Each line of the listing below containing the word "like" should be returned.

== Input material

Issue #17392, opened 2015-05-06
Include generated japi.function from akka-stream


patriknw:

rkuhn:
fixed in #17396

patriknw:
I'll include this in master via https://github.com/akka/akka/pull/17250

PR #17396, opened 2015-05-06
+act #17392 Include generated japi.function from akka-stream

patriknw:
- add boilerplate plugin
- make them Serializable to be able to grab line number for Java 8 lambdas

### DIFF
--- a/akka-actor/src/main/boilerplate/akka/japi/function/Functions.scala.template
+++ b/akka-actor/src/main/boilerplate/akka/japi/function/Functions.scala.template
@@ -1,0 +1,29 @@
+/**
+ * Copyright (C) 2015 Typesafe Inc. <http://www.typesafe.com>
+ */
+package akka.japi.function
+
+[3..22#/**
+ * A Function interface. Used to create 1-arg first-class-functions is Java.
+ * `Serializable` is needed to be able to grab line number for Java 8 lambdas.
+ */
+@SerialVersionUID(##1L)
+trait Function1[[#-T1#], +R] extends java.io.Serializable {
+  @throws(classOf[Exception])
+  def apply([#arg1: T1#]): R
+}#
+
+]
+
+[2..#/**
+ * A Consumer interface. Used to create 1-arg consumers in Java.
+ * A Procedure is like a Function, but it doesn't produce a return value.
+ * `Serializable` is needed to be able to grab line number for Java 8 lambdas.
+ */
+@SerialVersionUID(##1L)
+trait Procedure1[[#-T1#]] extends java.io.Serializable {
+  @throws(classOf[Exception])
+  def apply([#arg1: T1#]): Unit
+}#
+
+]
--- a/akka-actor/src/main/scala/akka/japi/function/Function.scala
+++ b/akka-actor/src/main/scala/akka/japi/function/Function.scala
@@ -5,40 +5,50 @@ package akka.japi.function
 
 /**
  * A Function interface. Used to create first-class-functions is Java.
+ * `Serializable` is needed to be able to grab line number for Java 8 lambdas.
  */
-trait Function[-T, +R] {
+@SerialVersionUID(1L)
+trait Function[-T, +R] extends java.io.Serializable {
   @throws(classOf[Exception])
   def apply(param: T): R
 }
 
 /**
  * A Function interface. Used to create 2-arg first-class-functions is Java.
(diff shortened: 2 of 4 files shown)


ktoso:
PLS BUILD

patriknw:
This is for 2.3.11, and I would like @rkuhn to review it

rkuhn:
Good, then, that I’m back on the grid :-)

akka-actor/src/main/scala/akka/japi/function/Function.scala
```diff
@@ -5,22 +5,27 @@ package akka.japi.function
...
-trait Function2[-T1, -T2, +R] {
+@SerialVersionUID(1L)
+trait Function2[-T1, -T2, +R] extends java.io.Serializable {
   @throws(classOf[Exception])
   def apply(arg1: T1, arg2: T2): R
 }
 
 /**
  * A Procedure is like a Function, but it doesn't produce a return value.
+ * `Serializable` is needed to be able to grab line number for Java 8 lambdas.
```
rkuhn: but the `Serializable` is missing?

akka-actor/src/main/boilerplate/akka/japi/function/Functions.scala.template
```diff
@@ -0,0 +1,29 @@
...
+ * Copyright (C) 2015 Typesafe Inc. <http://www.typesafe.com>
+ */
+package akka.japi.function
+
+[3..22#/**
+ * A Function interface. Used to create 1-arg first-class-functions is Java.
+ * `Serializable` is needed to be able to grab line number for Java 8 lambdas.
+ */
+@SerialVersionUID(##1L)
+trait Function1[[#T1#], R] extends java.io.Serializable {
```
rkuhn: shouldn’t they be contra-/co-variant?

rkuhn: (I think that was my mistake back then, but nevertheless it should be fixed)

akka-actor/src/main/scala/akka/japi/function/Function.scala
patriknw: ah, good catch

akka-actor/src/main/boilerplate/akka/japi/function/Functions.scala.template
patriknw: right, now they look like:

    /**
     * A Function interface. Used to create 3-arg first-class-functions is Java.
     * `Serializable` is needed to be able to grab line number for Java 8 lambdas.
     */
    @SerialVersionUID(1L)
    trait Function3[-T1, -T2, -T3, +R] extends java.io.Serializable {
      @throws(classOf[Exception])
      def apply(arg1: T1, arg2: T2, arg3: T3): R
    }
    
    /**
     * A Function interface. Used to create 4-arg first-class-functions is Java.
     * `Serializable` is needed to be able to grab line number for Java 8 lambdas.
     */
    @SerialVersionUID(1L)
    trait Function4[-T1, -T2, -T3, -T4, +R] extends java.io.Serializable {
      @throws(classOf[Exception])
      def apply(arg1: T1, arg2: T2, arg3: T3, arg4: T4): R
    }

    /**
     * A Consumer interface. Used to create 2-arg consumers in Java.
     * A Procedure is like a Function, but it doesn't produce a return value.
     * `Serializable` is needed to be able to grab line number for Java 8 lambdas.
     */
    @SerialVersionUID(1L)
    trait Procedure2[-T1, -T2] extends java.io.Serializable {
      @throws(classOf[Exception])
      def apply(arg1: T1, arg2: T2): Unit
    }
    
    /**
     * A Consumer interface. Used to create 3-arg consumers in Java.
     * A Procedure is like a Function, but it doesn't produce a return value.
     * `Serializable` is needed to be able to grab line number for Java 8 lambdas.
     */
    @SerialVersionUID(1L)
    trait Procedure3[-T1, -T2, -T3] extends java.io.Serializable {
      @throws(classOf[Exception])
      def apply(arg1: T1, arg2: T2, arg3: T3): Unit
    }

patriknw:
updated

akka-actor/src/main/boilerplate/akka/japi/function/Functions.scala.template
ktoso: Good catch. Yes variance annotations looks right on the new ones.

rkuhn:
LGTM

====

- Solution to this exercise -
+ * A Procedure is like a Function, but it doesn't produce a return value.
This is for 2.3.11, and I would like @rkuhn to review it
  * A Procedure is like a Function, but it doesn't produce a return value.
patriknw: right, now they look like:
     * A Procedure is like a Function, but it doesn't produce a return value.
     * A Procedure is like a Function, but it doesn't produce a return value.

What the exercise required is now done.